The early field of 2016 GOP contenders is crowded with governors and senators from competitive states—including John Kasich and Rob Portman from Ohio, Jeb Bush and Marco Rubio from Florida, Chris Christie from New Jersey, Mike Pence from Indiana, and Scott Walker from Wisconsin. All are experienced and appeal to crucial parts of the party’s voter and donor bases. They also have something else in common: good reasons to worry about a politically explosive Supreme Court decision to restrict health-insurance subsidies that could come down in June 2015.
The plaintiffs in King v. Burwell claim that a single phrase in the 900-page Affordable Care Act of 2010 precludes the flow of subsidies to reduce premiums for private health-insurance plans purchased in states that have not created their own insurance exchanges. Millions of middle-income people who happen to live in such states rely instead on “federally facilitated marketplaces” set up for each state by the U.S. Department of Health and Human Services.

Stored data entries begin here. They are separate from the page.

PR #5620, opened 2023-04-06
Rename directories when changing process title

### LINKED ISSUE #5597: Aligning file directory names after changing a process name in the context of a projectconfiguration using the variable "processtitle" for subdirectories
**Describe the bug**
Changing a process name has no effect on the directory name for the images in a projectconfiguration with "processtitle" as part of the directory name - look at the screenshot of the configuration in Hamburg. 

**To Reproduce**
1. Changing a process name
2. Checking subdirectories in /images and stating unchanged names

**Expected behavior**
We miss the behaviour of K2 aligning the directory names according to the process name.

**Screenshots**
grafik

**Release**
Version 3.5

solth:
Fixes #5597

### DIFF
--- a/Kitodo-API/src/main/java/org/kitodo/api/filemanagement/FileManagementInterface.java
+++ b/Kitodo-API/src/main/java/org/kitodo/api/filemanagement/FileManagementInterface.java
@@ -94,7 +94,7 @@ public interface FileManagementInterface {
      *            the URI to the resource to rename
      * @param newName
      *            the new name of the resource
-     * @return true, if successful, false otherwise
+     * @return URI of renamed resource
      */
     URI rename(URI uri, String newName) throws IOException;
 
--- a/Kitodo-API/src/main/java/org/kitodo/api/filemanagement/FileManagementInterface.java
+++ b/Kitodo-API/src/main/java/org/kitodo/api/filemanagement/FileManagementInterface.java
@@ -94,7 +94,7 @@ public interface FileManagementInterface {
      *            the URI to the resource to rename
      * @param newName
      *            the new name of the resource
-     * @return URI of renamed resource
+     * @return URI of renamed resource, or null if either 'uri' or 'newName' is null
      */
     URI rename(URI uri, String newName) throws IOException;
 
--- a/Kitodo-API/src/main/java/org/kitodo/api/filemanagement/FileManagementInterface.java
+++ b/Kitodo-API/src/main/java/org/kitodo/api/filemanagement/FileManagementInterface.java
@@ -94,7 +94,7 @@ public interface FileManagementInterface {
      *            the URI to the resource to rename
      * @param newName
      *            the new name of the resource
-     * @return URI of renamed resource, or null if either 'uri' or 'newName' is null
+     * @return URI of renamed resource
      */
     URI rename(URI uri, String newName) throws IOException;
 
--- a/Kitodo-FileManagement/src/main/java/org/kitodo/filemanagement/FileManagement.java
+++ b/Kitodo-FileManagement/src/main/java/org/kitodo/filemanagement/FileManagement.java
@@ -157,16 +157,11 @@ public class FileManagement implements FileManagementInterface {
             return null;
         }
 
-        String uriString = uri.toString();
         if (isDirectory(uri)) {
-            if (uriString.equals(newName + "/") || uriString.equals(newName)) {
-                return null;
-            } else {
-                return renameDirectory(uri, newName);
-            }
+            return renameDirectory(uri, newName);
         }
 
-        String substring = uriString.substring(0, uriString.lastIndexOf('/') + 1);
+        String substring = uri.toString().substring(0, uri.toString().lastIndexOf('/') + 1);
         if (newName.contains("/")) {
             newName = newName.substring(newName.lastIndexOf('/') + 1);
         }
@@ -189,6 +184,10 @@ public class FileManagement implements FileManagementInterface {
     }
 
     private URI renameDirectory(URI directoryPath, String newDirectoryName) throws IOException {
+        String uriString = directoryPath.toString();
+        if (uriString.equals(newDirectoryName + "/") || uriString.equals(newDirectoryName)) {
+            return null;
+        }
         File newDirectory = new File(KitodoConfig.getKitodoDataDirectory() + newDirectoryName);
         File oldDirectory = new File(KitodoConfig.getKitodoDataDirectory() + directoryPath);
         boolean success = oldDirectory.renameTo(newDirectory);
--- a/Kitodo-FileManagement/src/main/java/org/kitodo/filemanagement/FileManagement.java
+++ b/Kitodo-FileManagement/src/main/java/org/kitodo/filemanagement/FileManagement.java
@@ -157,6 +157,10 @@ public class FileManagement implements FileManagementInterface {
             return null;
         }
 
+        if (isDirectory(uri)) {
+            return renameDirectory(uri, newName);
+        }
+
         String substring = uri.toString().substring(0, uri.toString().lastIndexOf('/') + 1);
         if (newName.contains("/")) {
             newName = newName.substring(newName.lastIndexOf('/') + 1);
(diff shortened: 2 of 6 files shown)


henning-gerhardt (approved):
Changes look good and did work for entries with and without a `processtitle` inside. 

Maybe adding a check to compare old and new directory name and do only the renaming if they differ.

solth:
> Maybe adding a check to compare old and new directory name and do only the renaming if they differ.

Thanks for the review. There already is a similar check in the `ProcessForm` when saving a process that compares old and new process title and only triggers renaming actions if the titles differ: https://github.com/kitodo/kitodo-production/blob/766c5eb043fbe804f3bf2d6c1c7ee1869978c6f7/Kitodo/src/main/java/org/kitodo/production/forms/ProcessForm.java#L181

Ideally this would be checked inside the renaming function itself to cover all use cases but thanks to the check above the renaming function is already skipped when manually saving a single process without changing the title. Should I change this PR to adjust the code accordingly or leave that change to a separate PR?

henning-gerhardt:
As the renaming functionality of the FileManagement class from the Kitodo-Filemanagement module for files or directories could be called from everywhere I would add even there a check and doing the renaming of files or directories only if they differ. I think that this additional check should be done in the pull request as the comparing should be simple and easy. If this is more complicated than move it to a separate pull request.

solth:
@henning-gerhardt I added a check to skip renaming a directory if the new name equals the old name and a corresponding test. Since the behaviour of renaming _files_ is a little different and does not relate to the changes in this pull request I have not added a similar check, there.

Kitodo-FileManagement/src/main/java/org/kitodo/filemanagement/FileManagement.java
```diff
@@ -157,6 +157,14 @@ public URI rename(URI uri, String newName) throws IOException {
             return null;
         }
 
+        if (isDirectory(uri)) {
+            if (uri.toString().equals(newName + "/")) {
```
henning-gerhardt, line 161: This did not work on my local system, as `newName` already ends with a `/` character and adding an additional `/` character let the comparing every time be false. Maybe reverting this last change is better as it could be difficult for now to find right solution.

solth: I simply extended this check to cover uri with and without trailing slash. Would that work for you?

henning-gerhardt: I will test this. Maybe moving the comparing of old and new directory inside the called method as there are the resulting paths created and must not recreated in on other way?

Kitodo-FileManagement/src/main/java/org/kitodo/filemanagement/FileManagement.java
```diff
@@ -157,7 +157,16 @@ public URI rename(URI uri, String newName) throws IOException {
             return null;
         }
 
-        String substring = uri.toString().substring(0, uri.toString().lastIndexOf('/') + 1);
+        String uriString = uri.toString();
+        if (isDirectory(uri)) {
+            if (uriString.equals(newName + "/") || uriString.equals(newName)) {
+                return null;
```
matthias-ronge, line 163: Javadoc of `URI rename(URI uri, String newName)` in _org.kitodo.api.filemanagement.FileManagementInterface_ states:

    * @return true, if successful, false otherwise

Please update Javadoc in `FileManagementInterface`.

matthias-ronge (changes requested):

Kitodo-FileManagement/src/main/java/org/kitodo/filemanagement/FileManagement.java
solth: Done

Kitodo-FileManagement/src/main/java/org/kitodo/filemanagement/FileManagement.java
solth: Done

Kitodo-API/src/main/java/org/kitodo/api/filemanagement/FileManagementInterface.java
```diff
@@ -94,7 +94,7 @@ public interface FileManagementInterface {
      *            the URI to the resource to rename
      * @param newName
      *            the new name of the resource
-     * @return true, if successful, false otherwise
+     * @return URI of renamed resource
```
matthias-ronge, line 97: should state that the result may be `null`, and when

matthias-ronge (changes requested):

Kitodo-FileManagement/src/main/java/org/kitodo/filemanagement/FileManagement.java
```diff
@@ -179,6 +183,21 @@ public URI rename(URI uri, String newName) throws IOException {
...
+        }
+        File newDirectory = new File(KitodoConfig.getKitodoDataDirectory() + newDirectoryName);
+        File oldDirectory = new File(KitodoConfig.getKitodoDataDirectory() + directoryPath);
+        boolean success = oldDirectory.renameTo(newDirectory);
+        if (success) {
+            return newDirectory.toURI();
+        } else {
+            throw new IOException("Unable to rename directory '" + directoryPath + "'!");
+        }
+    }
```
henning-gerhardt, line 199: Maybe in this way:

```java
    private URI renameDirectory(URI directoryPath, String newDirectoryName) throws IOException {
        File newDirectory = new File(KitodoConfig.getKitodoDataDirectory() + newDirectoryName);
        File oldDirectory = new File(KitodoConfig.getKitodoDataDirectory() + directoryPath);

        if (! oldDirectory.equals(newDirectory)) {
            boolean success = oldDirectory.renameTo(newDirectory);
            if (success) {
                return newDirectory.toURI();
            } else {
                throw new IOException("Unable to rename directory '" + directoryPath + "'!");
            }
        } else {
            return newDirectory.toURI();
        }
    }
```

Returning `null` should be avoided and the changed JavaDoc comment could be changed to `URI of renamed resource`

henning-gerhardt, line 199: Maybe in this way:

```java
    private URI renameDirectory(URI directoryPath, String newDirectoryName) throws IOException {
        File newDirectory = new File(KitodoConfig.getKitodoDataDirectory() + newDirectoryName);
        File oldDirectory = new File(KitodoConfig.getKitodoDataDirectory() + directoryPath);

        if (! oldDirectory.equals(newDirectory)) {
            boolean success = oldDirectory.renameTo(newDirectory);
            if (success) {
                return newDirectory.toURI();
            } else {
                throw new IOException("Unable to rename directory '" + directoryPath + "'!");
            }
        } else {
            return newDirectory.toURI();
        }
    }
```

Returning `null` should be avoided and the changed JavaDoc comment could be changed to `URI of renamed resource`

solth: Changed

Kitodo-FileManagement/src/test/java/org/kitodo/filemanagement/FileManagementTest.java
```diff
@@ -150,6 +150,20 @@ public void shouldRenameFile() throws Exception {
...
+    @Test
+    public void shouldSkipRenamingDirectory() throws Exception {
+        String directoryName = "testDir";
+        URI resource = fileManagement.create(URI.create(""), directoryName, false);
+        assumeTrue(fileManagement.isDirectory(resource));
+        URI expectedUri = new File(KitodoConfig.getKitodoDataDirectory() + resource).toURI();
+        assertEquals("Renaming directory to the identical name should return null", expectedUri,
+                fileManagement.rename(resource, directoryName));
+        String directoryWithTrailingSlash = directoryName + "/";
+        assertEquals("Renaming directory to the identical name with trailing slash should return null", expectedUri,
```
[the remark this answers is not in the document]
solth: Done

Kitodo-FileManagement/src/test/java/org/kitodo/filemanagement/FileManagementTest.java
```diff
@@ -150,6 +150,20 @@ public void shouldRenameFile() throws Exception {
         assertTrue(fileManagement.fileExist(newUri));
     }
 
+    @Test
+    public void shouldSkipRenamingDirectory() throws Exception {
+        String directoryName = "testDir";
+        URI resource = fileManagement.create(URI.create(""), directoryName, false);
+        assumeTrue(fileManagement.isDirectory(resource));
+        URI expectedUri = new File(KitodoConfig.getKitodoDataDirectory() + resource).toURI();
+        assertEquals("Renaming directory to the identical name should return null", expectedUri,
```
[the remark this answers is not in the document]
solth: Done

henning-gerhardt (approved):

At issue is a technicality of statutory interpretation with big human and economic consequences. Experts disagree about how much damage a pro-King verdict could do to national health reform overall. But no one doubts that in many states large numbers of Americans with modest incomes could abruptly lose the federal subsidies that 85 percent of them use to reduce the cost of monthly-insurance premiums. Equally worrisome, insurance markets in the affected states would likely collapse, because many healthy customers would drop coverage, leaving companies with disproportionately sick customers desperate enough to pay suddenly higher premiums.